DATA PROVIDED START

PR #2184, opened 2024-07-15
Remove usage of plugin framework types in favor of interface types

### LINKED ISSUE #2119: Remove instances of of `types.*` from PF
We should remove all instances of `types.*` from the PF in favor of `basetypes.*`. `types` is the plugin frameworks pre-made version of a `List`, `Set`, `Map`, `Object`, ... while `basetypes.*` describes the interface that `types.*` & *custom types* are implemented against. To fully support custom types, we must remove all instances of `types.*`.

Related to https://github.com/pulumi/pulumi-terraform-bridge/issues/2020

guineveresaenger:
This is mostly a migration/refactor from `github.com/hashicorp/terraform-plugin-framework/types/` to `github.com/hashicorp/terraform-plugin-framework/types/basetypes` library. The main functional change is in type_schema.go's Elem() function.

Resolves #2119.

### DIFF
--- a/pf/internal/schemashim/convert_type.go
+++ b/pf/internal/schemashim/convert_type.go
@@ -19,7 +19,7 @@ import (
 	"fmt"
 
 	pfattr "github.com/hashicorp/terraform-plugin-framework/attr"
-	"github.com/hashicorp/terraform-plugin-framework/types"
+	"github.com/hashicorp/terraform-plugin-framework/types/basetypes"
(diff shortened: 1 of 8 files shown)


iwahbe (approved):
We probably want to keep the `types.*` version in `dynamic/test/pfprovider` and `internal/testprovider`, since that is what users will write. Otherwise LGTM

PR #2187, opened 2024-07-16
Adjust documentation for Elem()

t0yv0:
Toward fixing #1828

Document current findings and add tests for PF representations.

### DIFF
--- a/pf/tests/repr_test.go
+++ b/pf/tests/repr_test.go
@@ -1,0 +1,177 @@
+// Copyright 2016-2024, Pulumi Corporation.
+//
+// Licensed under the Apache License, Version 2.0 (the "License");
+// you may not use this file except in compliance with the License.
+// You may obtain a copy of the License at
+//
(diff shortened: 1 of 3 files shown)


pf/tests/repr_test.go
```diff
@@ -0,0 +1,211 @@
...
+								},
+							},
+						},
+					},
+				}},
+			},
+			autogold.Expect(`{
+  "resources": {
+    "_": {
+      "object_attribute": {
```
t0yv0, line 177: Interestingly enough this may look like a single-nested block to shim.Schema; it doesn't carry the distinction is it an attr or block in shim.Schema. May be allright for now but can cause some trouble in the corner cases perhaps.

pkg/tfshim/shim.go
iwahbe, line 1: It's probably worth calling out that `repr_test.go` can be used to show how various systems are represented in `shim`.

iwahbe (approved):

Issue #2149, opened 2024-06-28
Parameterized providers: support SDK parameterization


iwahbe:
## Hello!

- Vote on this issue by adding a 👍 reaction
- If you want to implement this feature, comment to let us know (we'll work with you on design, scheduling, etc.)

## Issue details

Depends on https://github.com/pulumi/pulumi/pull/16491.

We need to update [`parseParameterizeParameters`](https://github.com/pulumi/pulumi-terraform-bridge/blob/1994ac18f985a74ed6c212414e749c8e879d20c0/dynamic/info.go#L71-L72) to accept `plugin.ParameterizeValue` based parameters.

I expect that we can just unmarshal the value into [`paramaterizeArgs`](https://github.com/pulumi/pulumi-terraform-bridge/blob/1994ac18f985a74ed6c212414e749c8e879d20c0/dynamic/info.go#L65).

Similarly, we will need to augment our [`XGetSchema` function](https://github.com/pulumi/pulumi-terraform-bridge/blob/1994ac18f985a74ed6c212414e749c8e879d20c0/dynamic/main.go#L51) to embed the appropriate parameters into the schema generated for a TF provider.[^1]

[^1]: We should embed `terraform-provider` as the base name, not `terraform-bridge`.

PR #2202, opened 2024-07-19
Fill in Parameterization Value

iwahbe:
This commit adds support for the new `.Parameterization` field on the schema. As part of
doing so, I have moved parsing parameterization into it's own package.

Fixes https://github.com/pulumi/pulumi-terraform-bridge/issues/2149

### DIFF
--- a/dynamic/parameterize/value.go
+++ b/dynamic/parameterize/value.go
@@ -1,0 +1,106 @@
+// Copyright 2016-2024, Pulumi Corporation.
+//
+// Licensed under the Apache License, Version 2.0 (the "License");
+// you may not use this file except in compliance with the License.
+// You may obtain a copy of the License at
+//
+//     http://www.apache.org/licenses/LICENSE-2.0
+//
+// Unless required by applicable law or agreed to in writing, software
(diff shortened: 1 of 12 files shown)


dynamic/parameterize/value.go
```diff
@@ -0,0 +1,106 @@
...
+func ParseValue(b []byte) (Value, error) {
+	var value Value
+	err := value.Unmarshal(b)
+	return value, err
+}
+
+// IntoArgs converts a [Value] into an [Args].
+//
+// We can do this because [Value] is a fully resolved [Args], and so it is always possible to
+// go from [Value] to [Args].
```
mjeffryes, line 95: nit. I assume the reverse is true as well and we should probably have testing that validates the round trip

mjeffryes (approved):
Could you update the description on the PR to actually describe the change before committing so we get a more useful commit message in the git history?

dynamic/parameterize/value.go
mjeffryes: ah thanks for clarifying. (Sounds like there's still a possible round trip test, but only values -> args -> values, not args -> values -> args)

PR #2229, opened 2024-07-22
Handle legacy suffix in rawname when obtaining possible docs sources

### LINKED ISSUE #2228: RenameResourceWithAlias and RenameDataSource should support modern upstream docs structure
The update for https://github.com/pulumi/pulumi-mongodbatlas/issues/536 fails `tfgen` with the message 

```
error: failed to gather package metadata: problem gathering data sources: 1 error occurred:
	* could not find docs for data source 'mongodbatlas_x509_authentication_database_user' (aliased or renamed). Override the Docs property in the data source mapping. See type tfbridge.DocInfo for details.
```

But the [upstream doc exists](https://github.com/mongodb/terraform-provider-mongodbatlas/blob/master/docs/data-sources/x509_authentication_database_user.md), and the `renames` section in `bridge-metadata.json` [was deprecated](https://github.com/pulumi/pulumi-terraform-bridge/pull/1698). Edited to clarify: this was meant to say the bridge metadata's `renames` section does not affect docs discovery.

But then I looked at the release notes and noticed [upstream migrated to new docs structure](https://github.com/mongodb/terraform-provider-mongodbatlas/pull/2425).

It turns out that we [do not support the new docs formate](https://github.com/pulumi/pulumi-terraform-bridge/blob/18db7c57211af0eb7dfa26a70b145edc4d33a88f/pkg/tfbridge/info/rename.go#L90) when finding assigning the docs source for legacy docs.

So what happened with pulumi-mongodbatlas was the following:
1. Upstream renamed docs to end in `.md`
2. Data source `mongodbatlas_x509_authentication_database_user` had been renamed on our end (see entry in bridge-metadata.json)
3. Renames only look for docs sources ending in `.html.markdown` if docs source is nil
4. => Bridge cannot find docs for renamed resources that have docs ending in `.md`.

The workaround for the upgrade is to explicitly name the docs source. However, this means a manual entry in `resources.go` and it also means manual intervention in the upgrade itself. The bridge should handle both docs formats.

guineveresaenger:
Fixes #2228.

Removes the potentially incorrect setting of `DocInfo.Source` in `renames.go` and instead trims the `RenamedEntitySuffix` before generating possible docs names in `getMarkdownNames`.

edit: interesting test failure; this should not affect token aliasing itself. 

edit2: because `renames.go` no longer sets a possible docs source, the test in `tokens_test` had to be adjusted. It now shows that the bridge honors provided docs sources as well as default ones for renamed resources.

### DIFF
--- a/pkg/tfbridge/tokens_test.go
+++ b/pkg/tfbridge/tokens_test.go
@@ -17,6 +17,7 @@ package tfbridge_test
 import (
 	"encoding/json"
 	"fmt"
+	"github.com/pulumi/pulumi-terraform-bridge/v3/pkg/tfbridge/info"
 	"testing"
 
 	"github.com/hexops/autogold/v2"
@@ -507,6 +508,13 @@ func testTokenAliasing(t *testing.T) {
 					"pkg_mod1_d1": nil,
 				},
 			}).Shim(),
+			Resources: map[string]*info.Resource{
+				"pkg_mod1_r1": {
+					Docs: &tfbridge.DocInfo{
+						Source: "manually_provided_docs_source.md",
+					},
+				},
+			},
 		}
 	}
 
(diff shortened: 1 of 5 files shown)


pkg/tfbridge/tokens_test.go
```diff
@@ -557,7 +569,7 @@ func testTokenAliasing(t *testing.T) {
 		"pkg_mod1_r2_legacy": {
 			Tok:                "pkg:index/mod1R2:Mod1R2",
 			DeprecationMessage: "pkg.index/mod1r2.Mod1R2 has been deprecated in favor of pkg.mod1/r2.R2",
-			Docs:               &tfbridge.DocInfo{Source: "kg_mod1_r2.html.markdown"},
+			//Docs:               &tfbridge.DocInfo{Source: "kg_mod1_r2.html.markdown"},
```
iwahbe, line 572: Should `Docs:` be commented out?

iwahbe (approved):
I think this is good, but we need to remove the commented out code before we merge.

DATA PROVIDED END

▸ **EXERCISE GOAL**
Your answer should consist of all lines in the listing above that contain "well".

▸ **EXPECTED OUTPUT**
mjeffryes, line 95: nit. I assume the reverse is true as well and we should probably have testing that validates the round trip
edit2: because `renames.go` no longer sets a possible docs source, the test in `tokens_test` had to be adjusted. It now shows that the bridge honors provided docs sources as well as default ones for renamed resources.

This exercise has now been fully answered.